# Router acquired but not working



## BenNevis (Nov 8, 2012)

Got my router and became a newbie Nov 5 but since then been frustrated beyond imagination. Spindle would not lock so router bit not secure so no work done. The people at Freud very helpful but not offering much apart from send it back and they'll 'see what they can do'. Well, enough of that, am having the retailer (Home Depot) replace it and when they do...soon I hope.. I'll get on with things. Question in anticipation of my first encounter with a working machine is this. Am in the middle of constructing a king bed and I'd like the slats to be set in the rails as in a mortise? As the slats will be square (as in 90 degree corners) what is the best way to square a mortise in a pine 2x4? The slat is 1x4 (actually 3/4x3 1/2). This'll be a first and glorious attempt at achieving some router skills so really looking forward to getting started after getting the working Freud into my hands. Quite keen actually. Any help with my first assignment will be...well you know! William (and many thanks for the welcome earlier James)


----------



## Cherryville Chuck (Sep 28, 2010)

You have a few choices. You can square the corners with this type chisel Square Hole Punches - Lee Valley Tools , or, use a standard mortising chisel, or you can round the corners of your slats to fit using a chisel, scraper, and/or sandpaper. Since the slats aren't structural, the fit doesn't have to be perfect so I would go with the 3rd option.


----------



## jschaben (Jun 21, 2009)

I agree with Charles as far as rounding the tenon. 
I'm really more interested in your router problem, which Freud router do you have? Mine simply have a hole in the armature shaft that is engaged by a spring loaded pin. The pin is simply put in the engage position with a lever, or on one of my older models, automatically was activated by a cone when the router was in the fully down position. All components fully visible. If, for some reason, you couldn't get the router down far enough to align with the pin mechanism, you really have a problem with the base range of travel and that would need to go into the shop for correction.


----------



## mgmine (Jan 16, 2012)

Use a 1/2" or 3/8" upward spiral bit to cut the mortises then as stated round off the edges of the tenons. The tenons will go easier if you do them on a table saw (you can lay the stock flat on the table)or band saw. Cut the tenons after the mortise to make sure of getting a good fit. Leave a shoulder all around the tenon to hide the mortise.


----------



## bcfunburst (Jan 14, 2012)

You might also consider simply notching the side rails to set in the slats level with the tops of the side rails, giving you the same smooth surface for the box spring and mattress. Same strength and so much more simple all round. Newer bed sets require a center support as well. You can still make covers for the exposed side rail surface, perhaps. Just ideas for you. Hope your router problems turn out to be nothing serious.


----------



## Ray Y (Jan 10, 2012)

If you want to round over the edges of the slat to fit a round-ended mortise, wouldn't it be nice to use your router?


----------



## Cherryville Chuck (Sep 28, 2010)

Ray Y said:


> If you want to round over the edges of the slat to fit a round-ended mortise, wouldn't it be nice to use your router?

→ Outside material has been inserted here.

PR #313, opened 2015-04-28
Removed chartLayout and chartBuilder components

ColinEberhardt:
The chartLayout and chartBuilder components have been moved into the visual tests folder. They have been removed from a number of the simpler visual tests, but for the more complex tests they are still used. In future we will probably replace them entirely with our first simple 'chart' component.

I have also removed the following tests:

Good point Ray. When he said mortice, I assumed he was going to tenon the ends of the slats. There isn't necessarily a need to. A round over bit or a bullnose would round them quickly.


----------



## mikelley (Aug 2, 2012)

"Or" make the mortise a little wider and the" square" tenon will fit in the "round" hole. No trimming, squareing, etc. and nobody will notice.


----------



## mgmine (Jan 16, 2012)

Ray Y said:


> If you want to round over the edges of the slat to fit a round-ended mortise, wouldn't it be nice to use your router?


A few swipes with a rasp takes off the square end. It doesn't have to look pretty only fit. I just find that making a tenon with a router takes too long. If you have a table or set up to make the tenons then that's another solution but spending the time making such a jig or table for a few tenons doesn't make sense.


----------



## jschaben (Jun 21, 2009)

Don't really need to mess with mortises or tenons either for that matter. Just groove the rails for the thickness of the slats. Cut some extra slat material and cut it to the length equal to the distance between the slats. Glue in a slat and then a spacer. repeat.


----------



## BenNevis (Nov 8, 2012)

*Freud Locking problem*



jschaben said:


> I agree with Charles as far as rounding the tenon.
> I'm really more interested in your router problem, which Freud router do you have? Mine simply have a hole in the armature shaft that is engaged by a spring loaded pin. The pin is simply put in the engage position with a lever, or on one of my older models, automatically was activated by a cone when the router was in the fully down position. All components fully visible. If, for some reason, you couldn't get the router down far enough to align with the pin mechanism, you really have a problem with the base range of travel and that would need to go into the shop for correction.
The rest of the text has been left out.